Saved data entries
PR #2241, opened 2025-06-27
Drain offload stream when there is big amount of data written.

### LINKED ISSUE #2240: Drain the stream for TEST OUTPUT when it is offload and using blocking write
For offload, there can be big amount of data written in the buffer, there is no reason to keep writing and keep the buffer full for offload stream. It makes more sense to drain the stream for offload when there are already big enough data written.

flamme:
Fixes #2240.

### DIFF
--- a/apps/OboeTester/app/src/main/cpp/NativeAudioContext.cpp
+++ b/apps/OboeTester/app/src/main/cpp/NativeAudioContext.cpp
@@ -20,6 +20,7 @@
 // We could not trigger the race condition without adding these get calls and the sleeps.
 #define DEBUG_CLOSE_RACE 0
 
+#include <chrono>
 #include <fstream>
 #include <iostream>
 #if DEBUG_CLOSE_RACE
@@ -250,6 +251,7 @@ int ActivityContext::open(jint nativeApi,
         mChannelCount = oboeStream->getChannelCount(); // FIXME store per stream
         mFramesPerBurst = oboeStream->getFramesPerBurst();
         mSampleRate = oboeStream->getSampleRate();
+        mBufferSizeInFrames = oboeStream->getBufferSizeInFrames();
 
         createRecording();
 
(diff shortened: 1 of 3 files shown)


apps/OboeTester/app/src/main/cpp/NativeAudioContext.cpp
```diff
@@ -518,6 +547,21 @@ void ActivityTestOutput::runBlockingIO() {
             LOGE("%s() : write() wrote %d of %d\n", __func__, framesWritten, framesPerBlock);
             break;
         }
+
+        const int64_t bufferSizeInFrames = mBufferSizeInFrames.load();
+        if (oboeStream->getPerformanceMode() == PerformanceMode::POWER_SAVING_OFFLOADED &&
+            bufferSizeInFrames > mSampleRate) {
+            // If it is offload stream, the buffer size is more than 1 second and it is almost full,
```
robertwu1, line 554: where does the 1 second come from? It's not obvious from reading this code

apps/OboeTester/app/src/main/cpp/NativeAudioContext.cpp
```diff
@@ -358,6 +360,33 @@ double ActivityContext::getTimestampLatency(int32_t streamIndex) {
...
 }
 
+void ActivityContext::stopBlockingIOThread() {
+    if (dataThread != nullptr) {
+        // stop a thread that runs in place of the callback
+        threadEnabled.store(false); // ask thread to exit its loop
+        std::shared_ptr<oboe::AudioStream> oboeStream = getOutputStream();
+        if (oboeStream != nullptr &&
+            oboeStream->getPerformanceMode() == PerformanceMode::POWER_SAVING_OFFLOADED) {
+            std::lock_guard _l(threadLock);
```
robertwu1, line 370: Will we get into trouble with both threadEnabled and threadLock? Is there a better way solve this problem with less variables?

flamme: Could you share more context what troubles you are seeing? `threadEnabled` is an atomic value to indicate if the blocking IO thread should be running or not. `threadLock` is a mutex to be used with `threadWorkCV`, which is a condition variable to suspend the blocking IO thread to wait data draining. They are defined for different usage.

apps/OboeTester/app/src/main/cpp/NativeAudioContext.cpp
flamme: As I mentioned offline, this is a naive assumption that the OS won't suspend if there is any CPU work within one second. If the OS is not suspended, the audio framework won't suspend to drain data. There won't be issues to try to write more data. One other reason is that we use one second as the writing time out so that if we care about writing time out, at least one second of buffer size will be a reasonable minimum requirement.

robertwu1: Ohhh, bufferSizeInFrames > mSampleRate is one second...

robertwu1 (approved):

◆ Work to complete: For each line above that includes "getPerformanceMode", copy the line.

◆ Solved exercise:
+        if (oboeStream->getPerformanceMode() == PerformanceMode::POWER_SAVING_OFFLOADED &&
+            oboeStream->getPerformanceMode() == PerformanceMode::POWER_SAVING_OFFLOADED) {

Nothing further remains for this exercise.